Minor league affiliations
- Previous classes: Class D (1944–1950); Class C (1933–1937, 1941–1942);
- League: Ohio–Indiana League (1949–1950)
- Previous leagues: Ohio State League (1944–1947); Middle Atlantic League (1933–1937, 1941–1942);

Major league affiliations
- Previous teams: Cleveland Indians (1949–1950); Brooklyn Dodgers (1944–1948); Chicago Cubs (1941–1942); Boston Bees (1937); Cleveland Indians (1933–1936);

Minor league titles
- League titles: None

Team data
- Previous names: Zanesville Indians (1949–1950); Zanesville Dodgers (1944–1948); Zanesville Cubs (1941–1942); Zanesville Greys (1933–1937);
- Previous parks: Gant Municipal Stadium (1933–1937, 1941–1942, 1944–1950)

= Zanesville Indians =

The Zanesville Indians (a.k.a.
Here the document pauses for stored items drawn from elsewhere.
PR #1442, opened 2025-10-16
[ESD-52771] Support mix of DPoP and Bearer in the fetcher

adamjmcgrath:
### Changes

Applications can have a mix of APIs that use Bearer or DPoP, so the fetcher needs to be able to make this decision based on the access token type.

This is added in a non breaking way, when `getAccessToken` returns a `string` - the behaviour remains the same (the token type is configured by the `dpopNonceId` option)

### References

https://auth0team.atlassian.net/browse/ESD-52771

### Testing

- [ ] This change has been tested on the latest version of the platform/language

### Checklist

- [ ] I have read the [Auth0 general contribution guidelines](https://github.com/auth0/open-source-template/blob/master/GENERAL-CONTRIBUTING.md)
- [ ] I have read the [Auth0 Code of Conduct](https://github.com/auth0/open-source-template/blob/master/CODE-OF-CONDUCT.md)
- [ ] All code quality tools/guidelines have been run/followed

### DIFF
--- a/__tests__/fetcher.test.ts
+++ b/__tests__/fetcher.test.ts
@@ -648,12 +648,26 @@ describe('Fetcher', () => {
     });
 
     describe('when DPoP is enabled', () => {
-      const getAccessTokenMock = jest.fn().mockResolvedValue({ access_token: TEST_ACCESS_TOKEN, token_type: 'Bearer' });
+      const getAccessTokenMock = jest.fn().mockResolvedValue({
+        access_token: TEST_ACCESS_TOKEN,
+        token_type: 'Bearer'
+      });
       const fetchStub = jest.fn().mockResolvedValue(new Response());
-      const fetcher = newTestFetcher({
-        getAccessToken: getAccessTokenMock,
-        dpopNonceId: 'foo', // Added DpoP nonce ID to enable DPoP, but still uses Bearer token
-        fetch: fetchStub
+      const fetcher = newTestFetcher(
+        {
+          getAccessToken: getAccessTokenMock,
+          dpopNonceId: 'foo', // Added DpoP nonce ID to enable DPoP, but still uses Bearer token
+          fetch: fetchStub
+        },
+        {
+          getDpopNonce: jest.fn().mockResolvedValue(TEST_DPOP_NONCE),
+          generateDpopProof: jest.fn().mockResolvedValue(TEST_DPOP_PROOF)
+        }
+      );
+
+      beforeEach(() => {
+        fetchStub.mockClear();
+        getAccessTokenMock.mockClear();
       });
 
       it('should honor bearer token type', async () => {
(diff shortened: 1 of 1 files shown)


src/fetcher.ts
```diff
@@ -133,11 +139,12 @@ export class Fetcher<TOutput extends CustomFetchMinimalOutput> {
...
   protected setAuthorizationHeader(
     request: Request,
-    accessToken: string
+    accessToken: string,
+    tokenType: string = TokenType.Bearer
   ): void {
     request.headers.set(
       'authorization',
-      `${this.config.dpopNonceId ? 'DPoP' : 'Bearer'} ${accessToken}`
+      `${tokenType} ${accessToken}`
```
gyaneshgouraw, line 147: Hey @adamjmcgrath, I’m trying to understand this change a bit better.

In which scenario would the check fail for this string:
${this.config.dpopNonceId ? 'DPoP' : 'Bearer'} ${accessToken}?

From what I gather, if we have a bearer token, the expectation was that `dpopNonceId` would be absent. Even so, the original check would have still worked in that case.

I do see the intention behind the new approach using ${tokenType} ${accessToken}, it’s definitely more accurate and deterministic by explicitly relying on the token type.

Wanted to gather if i was understanding it correct.

src/Auth0Client.ts
```diff
@@ -1527,14 +1523,6 @@ export class Auth0Client {
   public async connectAccountWithRedirect<TAppState = any>(
     options: RedirectConnectAccountOptions<TAppState>
   ) {
-    if (!this.options.useDpop) {
-      throw new Error('`useDpop` option must be enabled before using connectAccountWithRedirect.');
```
gyaneshgouraw, line 1531: I believe, with this change the previous PR might not be required  
https://github.com/auth0/auth0-spa-js/pull/1441

adamjmcgrath: Have closed that in favour of this PR for simplicity

src/fetcher.ts
adamjmcgrath: > In which scenario would the check fail for this string:
> ${this.config.dpopNonceId ? 'DPoP' : 'Bearer'} ${accessToken}?

If you configure the fetcher to use DPoP but the Authorization Server is still issuing Bearer tokens. This was found when someone was testing without the dpop flag enabled on their tenant. But a real world example would be you'd need it when migrating from Bearer to DPoP

src/Auth0Client.ts
```diff
@@ -1527,14 +1523,6 @@ export class Auth0Client {
...
-    }
-
-    if (!this.options.useMrrt) {
-      throw new Error('`useMrrt` option must be enabled before using connectAccountWithRedirect.');
```
gyaneshgouraw, line 1535: Hey @adamjmcgrath, just to confirm, do we not need MRRt as a mandatory feature for this?

gyaneshgouraw: Ok, users can use silent auth/web_message also, so MRRT would not be mandatory.

PR #1456, opened 2025-11-06
fix: clear cache when different user logs in without logout

### LINKED ISSUE #1433: Library can return tokens for different users depending on the audience in the request if users log in without first calling `logout`
### Checklist

- [x] The issue can be reproduced in the [auth0-spa-js sample app](https://github.com/auth0-samples/auth0-javascript-samples/tree/master/01-Login) (or N/A).
- [x] I have looked into the [Readme](https://github.com/auth0/auth0-spa-js#readme), [Examples](https://github.com/auth0/auth0-spa-js/blob/main/EXAMPLES.md), and [FAQ](https://github.com/auth0/auth0-spa-js/blob/main/FAQ.md) and have not found a suitable solution or answer.
- [x] I have looked into the [documentation](https://auth0.com/docs/libraries/auth0-single-page-app-sdk) and [API documentation](https://auth0.github.io/auth0-spa-js/), and have not found a suitable solution or answer.
- [x] I have searched the [issues](https://github.com/auth0/auth0-spa-js/issues) and have not found a suitable solution or answer.
- [x] I have searched the [Auth0 Community](https://community.auth0.com) forums and have not found a suitable solution or answer.
- [x] I agree to the terms within the [Auth0 Code of Conduct](https://github.com/auth0/open-source-template/blob/master/CODE-OF-CONDUCT.md).

### Description

I am not sure if this is actually an issue, but it seems like very strange behaviour to me. If this behaviour is intended then this can be closed.

The issue is that when using refresh tokens, if `logout` is not called before logging in, it is possible to get into a state where depending on what audience you use in the `getTokenSilently` request, the token returned will be for completely different users. There is no indication that this is happening, and the ID token in the cache will change to be whatever user the most recently updated token was for. Additionally, it's not even possible to check what user the returned access token is for without decoding it, and this library doesn't provide any way to do that.

The reason this happens is that logging in only updates the default token in the cache, and does not update or clear any other cached tokens.

This seems especially likely to happen when using MRRT, since there are likely to be multiple tokens in the cache for different audiences. But it can also happen without MRRT if `useRefreshTokensFallback` is enabled.

### Reproduction

1. Create a new Auth0Client instance with `useRefreshTokens: true` and either `useMrrt` or `useRefreshTokensFallback` set to `true`, to allow us to request tokens for multiple audiences.
2. Log in using either `loginWithPopup` or `loginWithRedirect`
3. Request a token **for a new audience**:
   ```js
   auth0Client.getTokenSilently({ authorizationParams: { audience: "https://second-api.example.com" }})
   ```
4. Without clearing the cache (so without calling `logout`), log in again with `loginWithPopup` or `loginWithRedirect` **as a different user**.
5. Request the token for the second audience again:
   ```js
   auth0Client.getTokenSilently({ authorizationParams: { audience: "https://second-api.example.com" }})
   ```
6. Observe that the returned token is a token for the first user, and **not the newly logged in user**. If you instead call  `auth0Client.getTokenSilently()` without any parameters to get the default token, then that token **is** for the newly logged in user.
7. Also observe that even if you use `{ cacheMode: "off" }` to force a new token to be retrieved, it will still be for the old user, since the refresh token is stored along with the cache entry.
8. If you call `getUser`, observe that the user changes depending on which token most recently updated.

### Additional context

Like I mentioned, this issue is caused by the fact that logging in only updates the default cache entry, and not any other cached tokens.

You could argue this behaviour is intentional since `logout` was never called, but I think it is very strange to allow this to happen at all, especially since there's no easy way to detect it as we can't easily see what user an access token is for. It seems like it could only lead to problems, I can't imagine wanting this behaviour.

The simplest fix would be to just clear the cache whenever a new user logs in, that is the behaviour I would expect.

### auth0-spa-js version

2.5.0

### Which framework are you using (React, Angular, Vue...)?

n/a

### Framework version

n/a

### Which browsers have you tested in?

Chrome, Firefox, Safari

yogeshchoudhary147:
## Problem

When using refresh tokens with multiple audiences, logging in as a different user without calling `logout()` first causes **access tokens** for secondary audiences to still belong to the previous user.

**Reproduction:**
1. Login as User A
2. Request token for a secondary audience → **User A's access token gets cached**
3. Login as User B without calling `logout()`
4. Request token for the same secondary audience → Returns **User A's cached access token** ❌

**Root Cause:**
When a new user logs in, only the default access token is updated in the cache. **Access tokens for secondary audiences from the previous user remain cached**. When requesting tokens for those audiences, the SDK returns the stale cached access token or uses the cached refresh token to fetch a new token—both belonging to the previous user.

## Changes

This PR adds user switching detection during the authorization code flow. When a different user is detected (by comparing the `sub` claim), **all cached tokens** (access tokens, refresh tokens, and ID tokens) are cleared before saving the new user's tokens.

**Modified Files:**
- **src/Auth0Client.ts** - Added user switching detection in `_requestToken()`
- **__tests__/Auth0Client/handleRedirectCallback.test.ts** - Added test coverage
- **__tests__/Auth0Client/helpers.ts** - Updated mock to include `sub` in claims

**Test Coverage:**
- ✅ Cache is cleared when a different user logs in via redirect
- ✅ Cache is NOT cleared when the same user logs in again

## Impact

✅ **No breaking changes** - Behavior only affects authentication flows  
✅ **No API changes** - All public APIs remain unchanged  
✅ **Prevents token leakage** - Access tokens from different users cannot coexist in cache  
✅ **Works with MRRT** - Compatible with Multi-Resource Refresh Tokens  
✅ **Works with `useRefreshTokensFallback`** - Compatible with fallback mechanism  

## Testing

- ✅ All unit tests pass
- ✅ Manual testing with real Auth0 application
- ✅ Verified user switching scenario with multiple audiences
- ✅ Confirmed cache is properly cleared between different users

Fixes #1433

### DIFF
--- a/__tests__/Auth0Client/handleRedirectCallback.test.ts
+++ b/__tests__/Auth0Client/handleRedirectCallback.test.ts
@@ -622,4 +622,58 @@ describe('Auth0Client', () => {
       expect((client as any).transactionManager.remove).toHaveBeenCalled();
     });
   });
+
+  describe('handleRedirectCallback - user switching detection', () => {
+    it('should clear cache when different user logs in via redirect', async () => {
+      const auth0 = setup();
+
+      jest.spyOn(auth0['cacheManager'], 'clear');
+      jest.spyOn(auth0['userCache'], 'remove');
+
+      // First login as default user
+      await loginWithRedirect(auth0);
+
+      const cachedUser1 = await auth0.getUser();
+      expect(cachedUser1.sub).toBe('me');
+
+      // Configure mockVerify to return a different user for second login
+      mockVerify.mockReturnValueOnce({
+        claims: {
+          sub: 'user2',
+          name: 'User 2',
+          exp: Date.now() / 1000 + 86400
+        },
+        user: {
+          sub: 'user2',
+          name: 'User 2'
+        }
+      });
+
+      // Second login as different user
+      await loginWithRedirect(auth0);
+
+      // Verify cache was cleared
+      expect(auth0['cacheManager'].clear).toHaveBeenCalledWith(TEST_CLIENT_ID);
+      expect(auth0['userCache'].remove).toHaveBeenCalledWith('@@user@@');
+
+      // Verify new user is cached
+      const cachedUser2 = await auth0.getUser();
+      expect(cachedUser2.sub).toBe('user2');
+    });
+
+    it('should not clear cache when same user logs in again', async () => {
+      const auth0 = setup();
+
+      jest.spyOn(auth0['cacheManager'], 'clear');
+
+      // First login
+      await loginWithRedirect(auth0);
+
+      // Second login with same user
+      await loginWithRedirect(auth0);
+
+      // Verify cache was NOT cleared
+      expect(auth0['cacheManager'].clear).not.toHaveBeenCalled();
+    });
+  });
 });
--- a/__tests__/Auth0Client/helpers.ts
+++ b/__tests__/Auth0Client/helpers.ts
@@ -137,6 +137,7 @@ export const setupFn = (mockVerify: jest.Mock) => {
     mockVerify.mockReturnValue({
       claims: Object.assign(
         {
+          sub: 'me',
           exp: Date.now() / 1000 + 86400
         },
         claims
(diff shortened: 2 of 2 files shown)


gyaneshgouraw-okta:
@claude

Zanesville Dodgers, Zanesville Cubs and Zanesville Greys) were a Minor League Baseball Team located in Zanesville, Ohio. They played in the Ohio State League and Ohio–Indiana League from 1944 to 1950. The team had affiliation deals with the Brooklyn Dodgers and Cleveland Indians.

Prior to World War II they played in the Middle Atlantic League from 1933 to 1942.